Lecture for scientists and clinicians interested in learning more details about the core software structure and control systems of an MRI machine.
MRI technology is based on the ability to control and observe changing electromagnetic fields as they interact with the subject being observed. This fundamental characteristic means that the operation of the machine consists of controlling electronic components that ultimately produce and receive the signals that drive the MR experiments.
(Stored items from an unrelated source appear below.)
PR #8686, opened 2023-03-01
Add basic event instrumentation to blocks

bunchesofdonald:
This adds basic support for sending events when a methods on a block are called. It's supported via decorators that decorate each method of a class and use the `EventsWorker` to emit events when one of those methods are called. The class itself supplies the main `kind` as well as the bulk of the resource and related resources.

Related to #8672 

### Example
```python
from pydantic import SecretStr


secret = Secret(value=SecretStr("I'm hidden!"))
await secret.save("top-secret", overwrite=True)
secret = await Secret.load("top-secret")
secret.get()
```

Would result in three events being emitted, one for each method call to the
Secret block:

```
Event(
    occurred=...,
    event='prefect.block.secret.save.called',
    resource=Resource(__root__={'prefect.resource.id': 'prefect.block-document.top-secret'}),
    related=[RelatedResource(__root__={'prefect.resource.id': 'prefect.block-type.secret', 'prefect.resource.role': 'block-type'})],
    payload={},
    id=UUID(...)
)

Event(
    occurred=...,
    event='prefect.block.secret.load.called',
    resource=Resource(__root__={'prefect.resource.id': 'prefect.block-document.top-secret'}),
    related=[RelatedResource(__root__={'prefect.resource.id': 'prefect.block-type.secret', 'prefect.resource.role': 'block-type'})],
    payload={},
    id=UUID(...)
)

Event(
    occurred=...,
    event='prefect.block.secret.get.called',
    resource=Resource(__root__={'prefect.resource.id': 'prefect.block-document.top-secret', 'prefect.result': 'successful'}),
    related=[RelatedResource(__root__={'prefect.resource.id': 'prefect.block-type.secret', 'prefect.resource.role': 'block-type'})],
    payload={},
    id=UUID(...)
)
```

### Checklist

### DIFF
--- a/src/prefect/blocks/core.py
+++ b/src/prefect/blocks/core.py
@@ -28,6 +28,11 @@ import prefect
 import prefect.exceptions
 from prefect.blocks.fields import SecretDict
 from prefect.client.utilities import inject_client
+from prefect.events.instrument import (
+    ResourceTuple,
+    emit_instance_method_called_event,
+    instrument_method_calls_on_class_instances,
+)
 from prefect.logging.loggers import disable_logger
 from prefect.server.schemas.core import (
     DEFAULT_BLOCK_SCHEMA_VERSION,
@@ -134,6 +139,7 @@ def _collect_secret_fields(name: str, type_: Type, secrets: List[str]) -> None:
 
 
 @register_base_type
+@instrument_method_calls_on_class_instances(exclude_methods=["block_initialization"])
 class Block(BaseModel, ABC):
     """
         A base class for implementing a block that wraps an external service.
@@ -575,6 +581,10 @@ class Block(BaseModel, ABC):
             else cls.get_block_class_from_schema(block_document.block_schema)
         )
 
+        block_cls = instrument_method_calls_on_class_instances(
+            exclude_methods=["block_initialization"],
+        )(block_cls)
+
         block = block_cls.parse_obj(block_document.data)
         block._block_document_id = block_document.id
         block.__class__._block_schema_id = block_document.block_schema_id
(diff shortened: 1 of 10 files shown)


src/prefect/blocks/core.py
```diff
@@ -585,8 +595,34 @@ def _from_block_document(cls, block_document: BlockDocument):
...
 
+    def _event_kind(self) -> str:
+        return "prefect.block"
+
+    def _event_method_called_resources(self, method_name: str) -> ResourceTuple:
+        name = self._block_document_name if self._block_document_name else "anonymous"
+        return (
+            {
+                "prefect.resource.id": f"prefect.block-document.{name}.{method_name}",
+            },
```
chrisguidry, line 615: So in this case, the resource is a block-document _method_ with a related resource of the block type, but I'm thinking that the method name should be in the event name so and then the resource is just the block(-document) itself:

```suggestion
            {
                "prefect.resource.id": f"prefect.block-document.{name}",
            },
```

This way the block can stand is as the remote resource, like a database or a bucket.

pleek91:
Looking at the emitted events I'm curious about `prefect.block-document.anonymous.save` as a resource id. I see the slug for any non anonymous blocks which makes sense. But without a guid we have no way of displaying the block in the UI (or even knowing much about it at all). 

So I want to question using slugs over ids for two reasons
1. Anonymous blocks
2. Work queue's are generally known by their name rather than their id (similar to block slugs vs ids) but the work queue events use the id in the resource id rather than the name. Treating blocks the same way brings some consistency.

The MRI spectrometer console is the main controller that directly interacts with all major subsystems. As the nature of an MRI experiments is very time sensitive, this controller must orchestrate the excitation and acquisition processes with great precision, exposing the design of temporal waveforms and the processing of the acquired data to the imaging scientist.
MRI has been a rich and fertile field for scientific research, largely because the design and processing of pulse sequences is ultimately done by software while generally not requiring hardware modifications. This has opened the scientific community to focus on the fundamental physics of MRI, while allowing a reasonable path to clinical experimentation. MRI equipment vendors provide tools to implement and develop new techniques and have greatly benefited from this synergistic relationship with the research community to advance the field. While tools or pulse sequence programming environments differ between MRI manufacturers, the fundamental characteristics of how they work are similar.
During this lecture, we will review the operation of the MRI spectrometer console, its interaction with the different subsystems, and how it is evolving to fulfill the demands of newer demanding applications. On the software side, we will also explore open source and vendor independent efforts to create next generation development environments to address current limitations and simplify the programming side for increasingly complex applications.